Tuesday, 27 February 2018
Crossing the Thames, The Woolwich Ferry and Dartford Tunnel.
These are a couple of short videos taken whilst driving, The first being taken in November 2013 showing a crossing on the Woolwich Ferry.
The Woolwich Ferry is a vehicle ferry service in East London connecting the north and south circular inner relief roads. It is also available to foot passengers who must depart after each crossing and is currently a free service. There has been a crossing in Woolwich since the 14th century and the ferry service started on the 23rd March 1889 at it's current location. The fleet consists of 3 ferries, they are named after prominent politicians, John Burns a Liberal MP from 1892 to 1918, Ernest Bevin a Labour Minister who served as a MP from 1940 to 1951, and James Newman who served as the Mayor of Woolwich from 1923 to 1925. They were all involved in London politics.
The day was overcast and raining and the recording was done using a Samsung Galaxy Tablet crossing from the southern pier at Woolwich, over the Thames to the northern pier at North Woolwich. It can be seen here and on YouTube.
Video 2 was taken in October 2013 using the Dartford Tunnel. The crossing has changed since then as the toll booths were removed in late 2014 early 2015, it was hoped that by changing the toll charging system it would help to reduce congestion, sadly as a truck driver that users it regularly I have yet to see evidence of the reduction.

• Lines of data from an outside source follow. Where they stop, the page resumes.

PR #184, opened 2022-04-27
Add rapids-cython component for scikit-build based Python package builds

vyasr:
This PR introduces various utilities that will be used across all RAPIDS Python packages that are built using scikit-build. Centralizing these utilities reduces the CMake configurations of our Python libraries to a minimum. For now, all of the content is purely CMake code, so this repo is a good place for them. If we ever add Python utilities (e.g. to simplify setup.py scripts) we may need to move to a new repo rather than polluting rapids-cmake with Python code.


robertmaynard:
Please add `.. versionadded:: v22.06.00` to the documentation in each cython/*.cmake file

rapids-cmake/cython/create_cython_modules.cmake
```diff
@@ -0,0 +1,64 @@
...
+``install_base_directory``
+  The source directory of the project. This directory is used to compute the
+  relative install path, which is necessary to propertly support differently
+  configured installations such as installing in place vs. out of place.
+
+#]=======================================================================]
+function(create_cython_modules cython_modules linked_libraries install_base_directory)
+  foreach(cython_module ${cython_modules})
+    add_cython_target(${cython_module} CXX PY3)
+    add_library(${cython_module} MODULE ${cython_module})
```
robertmaynard, line 49: So am I understanding this correctly, `cython_modules` holds a list of source files and each one is mapped to a new target? 

If that is correct, the style of this should be `rapids_cython_create_modules(MODULES <list of srcs> ... )` instead of having the user specify a variable that holds the sources.

rapids-cmake/cython/create_cython_modules.cmake
```diff
@@ -0,0 +1,64 @@
...
+    python_extension_module(${cython_module})
+
+    # To avoid libraries being prefixed with "lib".
+    set_target_properties(${cython_module} PROPERTIES PREFIX "")
+    foreach(lib ${linked_libraries})
+      target_link_libraries(${cython_module} ${lib})
```
robertmaynard, line 55: target_link_libraries should always explicitly use the `PUBLIC` keyword.

rapids-cmake/cython/skbuild_patches.cmake
```diff
@@ -0,0 +1,53 @@
...
+the visibility of symbols because otherwise any library that exports symbols
+with external linkage will have the visibility of those symbols changed
+undesirably. We can remove this function once this issue is resolved in
+scikit-build.
+
+Issue: https://github.com/scikit-build/scikit-build/issues/668
+PR: https://github.com/scikit-build/scikit-build/pull/703
+
+#]=======================================================================]
+# TODO: Should we guard this based on a scikit-build version? Override this function to avoid
```
robertmaynard, line 30: As we refine this PR, I would like to see this moved to something like cython/detail/... and have a cython/init.cmake function that calls all the needed hooks.

rapids-cmake/rapids-cython.cmake
```diff
@@ -0,0 +1,33 @@
...
+#
+# Unless required by applicable law or agreed to in writing, software
+# distributed under the License is distributed on an "AS IS" BASIS,
+# WITHOUT WARRANTIES OR CONDITIONS OF ANY KIND, either express or implied.
+# See the License for the specific language governing permissions and
+# limitations under the License.
+#=============================================================================
+include_guard(GLOBAL)
+
+find_package(PythonExtensions REQUIRED)
```
robertmaynard, line 18: Move these find_packages to cython/init.cmake and have `init` be a macro.

The `rapids-<component>.cmake` files should all be side-effect free

robertmaynard: Actually move everything before the `includes` to the init.cmake macro.

robertmaynard:
The function names need to change to match the rapids-cmake style so `create_cython_modules` -> `rapids_cython_create_modules`

rapids-cmake/cython/create_cython_modules.cmake
vyasr: I've updated the way that I handle arguments here, let me know if I've done this correctly. I'm still always a little thrown by the way that parameters are handled since anything that isn't named in the function signature just gets passed via argc/argv.

vyasr:
In addition to the inline TODOs, I have one additional question. Currently the `rapids_cython_create_modules` function is set up so that it will be called with modules in the same directory. The implication of that is that every Python subpackage will contain its own CMakeLists.txt. I set it up this way because that's how I've seen CMakeLists.txt files organized in projects in the past. Most RAPIDS projects seem to prefer a single monolithic CMakeLists.txt for all of the C++ code. Should I rework this function to match that pattern instead? That would entail some additional processing of file paths, but would leave us with a single listfile for all of the Python code.

rapids-cmake/cython/init.cmake
```diff
@@ -0,0 +1,86 @@
...
+Result Variables
+^^^^^^^^^^^^^^^^
+  :cmake:variable:`RAPIDS_CYTHON_INITIALIZED` will be set to TRUE.
+  :cmake:variable:`CYTHON_FLAGS` will be set to a standard set of a flags to pass to the command line cython invocation.
+
+#]=======================================================================]
+macro(rapids_cython_init)
+  # Verify that we are using scikit-build.
+  if(NOT DEFINED SKBUILD)
+    message(FATAL_ERROR "rapids-cython must be used with scikit-build")
```
robertmaynard, line 47:
```suggestion
    message(FATAL_ERROR "rapids-cython requires scikit-build to be active before being used")
```

rapids-cmake/cython/init.cmake
```diff
@@ -0,0 +1,86 @@
...
+  endif()
+
+  # Incorporate scikit-build patches.
+  include("${RAPIDS_CYTHON_PATH}/detail/skbuild_patches.cmake")
+
+  # TODO: Do we want to use rapids_find_package here? It's a little odd because they aren't
```
robertmaynard, line 53: I think `find_package` here is fine since the produced binaries don't need either of these packages to be used ( correct? ).

rapids-cmake/cython/init.cmake
```diff
@@ -0,0 +1,86 @@
...
+  # independent packages, they are part of scikit-build, so I don't know if tracking them as
+  # dependencies for an export set really makes sense.
+  find_package(PythonExtensions REQUIRED)
+  find_package(Cython REQUIRED)
+
+  # Set standard Cython directives that all RAPIDS projects should use in compilation.
+  set(CYTHON_FLAGS "--directive binding=True,embedsignature=True,always_allow_keywords=True"
+      CACHE STRING "The directives for Cython compilation.")
+  # TODO: The above flags must be configurable. We may not want/need it to be a cache variable, so
```
robertmaynard, line 62: I would look at `rapids_cmake_install_dir` We can add a `MODIFY_CYTHON_FLAGS` option that will append this flags to the CYTHON_FLAGS variable.

So the end result would look roughly like:
```cmake
if( RAPIDS_CYTHONMODIFY_CYTHON_FLAGS)
  string(APPEND CYTHON_FLAGS "--directive binding=True,embedsignature=True,always_allow_keywords=True"))
endif()
```

rapids-cmake/cython/init.cmake
```diff
@@ -0,0 +1,86 @@
...
+
+TODO: Should the cache variable be documented differently from the normal one?
+
+Result Variables
+^^^^^^^^^^^^^^^^
+  :cmake:variable:`RAPIDS_CYTHON_INITIALIZED` will be set to TRUE.
+  :cmake:variable:`CYTHON_FLAGS` will be set to a standard set of a flags to pass to the command line cython invocation.
+
+#]=======================================================================]
+macro(rapids_cython_init)
```
robertmaynard, line 44:
```suggestion
macro(rapids_cython_init)
  list(APPEND CMAKE_MESSAGE_CONTEXT "rapids.cython.init")
```

rapids-cmake/cython/init.cmake
```diff
@@ -0,0 +1,86 @@
...
+.. versionadded:: v22.06.00
+
+Simple helper function for rapids-cython components to verify that rapids_cython_init has been called before they proceed.
+
+.. code-block:: cmake
+
+  rapids_cython_verify_init()
+
+#]=======================================================================]
+function(rapids_cython_verify_init)
```
robertmaynard, line 82: Move this function into `cython/detail/` namespace. Lets keep it to a single function per file.

rapids-cmake/cython/create_modules.cmake
```diff
@@ -0,0 +1,69 @@
...
+.. versionadded:: v22.06.00
+
+Generate C(++) from Cython and create Python modules.
+
+.. code-block:: cmake
+
+  rapids_cython_create_modules(<ModuleName...>)
+
+Creates a Cython target for a module, then adds a corresponding Python
+extension module. This function must be called after rapids_cython_init.
```
robertmaynard, line 28:
```suggestion
extension module. 

.. note::
  Requires :cmake:command:`rapids_cython_init` to be called before usage
```

rapids-cmake/cython/create_modules.cmake
```diff
@@ -0,0 +1,69 @@
...
+
+``MODULES``
+  The list of modules to build.
```
robertmaynard, line 31: We should clarify what modules means. Maybe `This list of sources to build. Each source will be converted to a unique cython module"

robertmaynard (changes requested):
We need to add tests to validate that everything works as expected. See the `testing/cuda` directory for examples.

I would like to see at least the following tests:
- A check that validates the `rapids-cythoon.cmake` file can be included
- A check that cython_init can be called multiple times and won't add duplicate flags 
- A check that `skbuild_patches` work when `init` is called
  - We can check via `if(COMMAND ` ) that `_set_python_extension_symbol_visibility` exists
- Checks for rapids_cython_create_modules being called with insufficient parameters
  - if LINKED_LIBRARIES isn't provided we work
  - if MODULES are empty we are a no-op
  - if INSTALL_ROOT isn't provided we don't generate install rules.
- A check that rapids_cython_create_modules can handle two duplicate calls by not creating targets that already exist
- We get the correct errors when trying to use `rapids_cython_create_modules` before calling `rapids_cython_init`

rapids-cmake/cython/create_modules.cmake
shwina: Regarding terminology: we might want to consistently use "extension modules"  to refer to the `.so` files resulting from the compilation of  `.pyx` files ("Cython source files").

cmake-format-rapids-cmake.json
```diff
@@ -236,6 +236,16 @@
           "GLOBAL_TARGETS": "+",
           "FIND_ARGS": "+"
         }
+      },
```
robertmaynard, line 239: We need to also add `rapids_cython_init` to the format file.

rapids-cmake/cython/create_modules.cmake
```diff
@@ -0,0 +1,69 @@
...
+  rapids_cython_verify_init()
+
+  set(_rapids_cython_options)
+  set(_rapids_cython_one_value INSTALL_BASE_DIRECTORY)
+  set(_rapids_cython_multi_value MODULES LINKED_LIBRARIES)
+  cmake_parse_arguments(RAPIDS_CYTHON "${_rapids_cython_options}" "${_rapids_cython_one_value}"
+                        "${_rapids_cython_multi_value}" ${ARGN})
+
+  foreach(cython_module ${RAPIDS_CYTHON_MODULES})
+    add_cython_target(${cython_module} CXX PY3)
```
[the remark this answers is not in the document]
vyasr: I made this an option instead. Most Cython-related tooling still assumes C as a default language, so I think it makes more sense to support is as a possibility (and perhaps one day we'll be able to upstream this function to scikit-build).

rapids-cmake/cython/init.cmake
```diff
@@ -0,0 +1,86 @@
...
+
+Result Variables
+^^^^^^^^^^^^^^^^
+  :cmake:variable:`RAPIDS_CYTHON_INITIALIZED` will be set to TRUE.
+  :cmake:variable:`CYTHON_FLAGS` will be set to a standard set of a flags to pass to the command line cython invocation.
+
+#]=======================================================================]
+macro(rapids_cython_init)
+  # Verify that we are using scikit-build.
+  if(NOT DEFINED SKBUILD)
```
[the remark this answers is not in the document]
vyasr: In theory someone could build their own CMake tooling for building Cython modules the same way that scikit-build works. I don't foresee any alternative usage right now, I just added this as a sanity check.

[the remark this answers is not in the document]
vyasr: I can remove it if you think it's superfluous.

rapids-cmake/cython/init.cmake
vyasr: You are correct these are only necessary during the build process. The one caveat is that the `python_extension_module` command I think implicitly links to the Python runtime library since Cython is built around the Python C API. I think we're probably better off leaving that dependency implicit rather than trying to build that into `rapids-cython`'s dependency tracking. Someone would be doing _a lot_ of things wrong if they were trying to build this package without a valid Python runtime environment.

rapids-cmake/cython/init.cmake
vyasr: Rather than appending, I instead chose to override completely. The way that the `cython` command line executable accepts arguments can be confusing (for example the `--directive` parameter itself accepts a comma-separated list, and it's not the only one) so I think overwriting rather than appending will behave more predictably for users.

rapids-cmake/cython/init.cmake
vyasr: I removed this function altogether. Since we want other functions to not assume rapids-cython has been initialized, they will always just call it first, so I don't think there's a need for this checking function.

rapids-cmake/cython/create_modules.cmake
vyasr: Yes, I think this is the right approach. We should consistently use "Python extension module" for Python libraries we are building to differentiate clearly from CMake modules (or pure Python files for that matter).

rapids-cmake/cython/init.cmake
vyasr: Also, since scikit-build's way of specifying the flags is for the calling code to just set the `CYTHON_FLAGS` variable (rather than passing as an argument) I stuck with the same approach where I just check `if(DEFINED CYTHON_FLAGS)`. Let me know if you think we should change that.

rapids-cmake/cython/create_modules.cmake
```diff
@@ -0,0 +1,69 @@
...
+function(rapids_cython_create_modules)
+  rapids_cython_verify_init()
+
+  set(_rapids_cython_options)
+  set(_rapids_cython_one_value INSTALL_BASE_DIRECTORY)
+  set(_rapids_cython_multi_value MODULES LINKED_LIBRARIES)
+  cmake_parse_arguments(RAPIDS_CYTHON "${_rapids_cython_options}" "${_rapids_cython_one_value}"
+                        "${_rapids_cython_multi_value}" ${ARGN})
+
+  foreach(cython_module ${RAPIDS_CYTHON_MODULES})
```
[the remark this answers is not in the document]
vyasr: This worked if I used `IN LISTS` instead of `IN LIST`, which seems consistent with the [`foreach` documentation](https://cmake.org/cmake/help/latest/command/foreach.html), but let me know if I'm missing something.

rapids-cmake/cython/detail/skbuild_patches.cmake
```diff
@@ -0,0 +1,53 @@
...
+
+  if(PYTHON_VERSION_MAJOR VERSION_GREATER 2)
+    set(_modinit_prefix "PyInit_")
+  else()
+    set(_modinit_prefix "init")
+  endif()
+  message("_modinit_prefix:${_modinit_prefix}")
+  if("${CMAKE_C_COMPILER_ID}" STREQUAL "MSVC")
+    set_target_properties(${_target} PROPERTIES LINK_FLAGS "/EXPORT:${_modinit_prefix}${_target}")
+  elseif("${CMAKE_C_COMPILER_ID}" STREQUAL "GNU" AND NOT ${CMAKE_SYSTEM_NAME} MATCHES "Darwin")
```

The video shows me driving through the eastern tunnel which was the 2nd to open. Completed in 1980 the tunnel helped relieve the congestion of the western tunnel as it doubled the capacity of the crossing. The western tunnel had opened as a single file traffic crossing in November 1963, but now with 2 tunnels the western bore handled north bound traffic and the eastern south bound. By the time of both tunnels operating they were handling 65,000 vehicles a day and in 1986 the tunnels had linked up with the now completed M25 Motorway so were at a peak capacity of approx. 80,000 vehicles a day. A 3rd crossing the Queen Elizabeth II bridge was completed in 1991 and the eastern tunnel started to handle northbound traffic as well as the eastern tunnel, with southbound vehicles now crossing via the bridge. During high winds and incidents on the bridge the eastern tunnel is used by southbound traffic as an alternative to the bridge.